_Task to carry out_
Determine how many lines below contain the word "offload", then state only that figure.
===== Data block =====
PR #5172, opened 2021-04-28
CR-1097233: Fixing seg fault in continuous trace offload

jvillarre:
When translating PL hardware device events into host-aligned events, we were keeping track of the CU start events so we could use them in approximating end events if any hardware packets were dropped.  In continuous offload, however, the underlying event was dumped to disk and cleaned from memory, leaving a stray pointer to a deleted object.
=====
_Task result_
2